To observe how the contexts of words have changed over time, we applied dynamic Bernoulli embedding for language evolution (Rudolph & Blei, 2018) on our data. The method was originally devised to study language evolution and meaning shifts. We adapt the method to instead study changes in the contexts of words over time. Other methods that study context changes (Mihalcea & Nastase, 2012; Hamilton et al., 2016) propose algorithms for aligning embeddings that are trained separately on data in each time slice. However, such algorithms are highly sensitive to the size of the data that is used in each slice. Since the time slices in our corpus are very heterogeneous in size, such algorithms are not good candidates for our analysis.

Fig. 5
figure 5

Example of a line (two half lines) of a poem by Hafez with wine referring to the alcohol prohibition in the Islamic era. Wine here is used an a symbol of all of the prohibited activities

4.3.2 Results

As we can observe in Table 5, wine, beware, message, king, and mirror exhibit the highest drifts. The given numbers represent the absolute total drift of the word vector, assessed in terms of the Euclidean distance between the words’ embeddings between the first and the final time slices (Rudolph & Blei, 2018).

The change of context for some of these words such as wine and king in the history of Persian poetry have been the subject of previous studies (Kadkani, 1943; Sharifnasab, 2004; Shabestary, 2008). The results of our analysis accord well with the explanations and observations made in these works. For instance, neighboring words of wine have changed from lover, beloved, dance, and happy in Sufi poetry to martyr, blood, country, and war. One sub-cluster of this includes words such as forbidden and affectation that refer to alcohol prohibition in the Islamic era. Figure 5 presents an example of this case.
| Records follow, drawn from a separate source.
PR #1071, opened 2022-03-29
Allow transcribing of zero nodes in certain cases

CohenArthur:
When expanding AST fragments containing multiple nodes, we must be aware
that some cases allow expanding zero or more nodes. Any macro
transcription that gets parsed as many nodes (ie any transcriber function that calls `parse_many`) needs to be able to parse zero of those nodes and still get expanded properly (basically, removed).

Previously, this would cause a failure to lower the macro invocation which would remain as a child instead of getting stripped/erased.

### DIFF
--- a/gcc/rust/ast/rust-ast.h
+++ b/gcc/rust/ast/rust-ast.h
@@ -1871,13 +1871,12 @@ public:
     return *this;
   }
 
-  static ASTFragment create_empty () { return ASTFragment ({}); }
   static ASTFragment create_error () { return ASTFragment ({}, true); }
 
   std::vector<SingleASTNode> &get_nodes () { return nodes; }
   bool is_error () const { return fragment_is_error; }
 
-  bool should_expand () const { return !is_error () && !nodes.empty (); }
+  bool should_expand () const { return !is_error (); }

This has also been the subject of poetry critics (Pourjavadi, 2008). The context of king changed from the tenth and eleventh centuries (mostly influenced by Ferdowsi, Hafez, and Rumi), from land, war, horse to gift, heart, love, poverty. The complete list of words together with the result of the analysis and code is attached with this submission.Footnote 6

5 Conclusion

Preservation, revitalization, and documentation purposes call for the availability of computational resources and methodologies for low-resource languages. We take a step forward with this by furthering research not just for modern Farsi, but also middle and old Persian, by introducing a large standardized and machine-readable corpus of Persian literary text that is annotated for century and style. We have additionally annotated Hafez’s ghazals with critical rhetorical figures such as metaphor. Our computational experiments provide insights into how Persian poetic language has evolved. Additionally, our investigations suggest the effectiveness of supervised and unsupervised techniques in studying poems and poetic styles.

By expanding the range of languages traditionally studied by computational linguistics, low-resource languages often represent a test-bed for validating current methods and techniques. Our resource can contribute to research on metaphor, lexical semantics, text generation, and entailment in addition to cross-linguistic studies. Although these have been studied in a number of poems over the years in the linguistics and Persian literature departments, such studies have never had the tools and resources to consider such a wide coverage corpus while taking advantage of NLP techniques.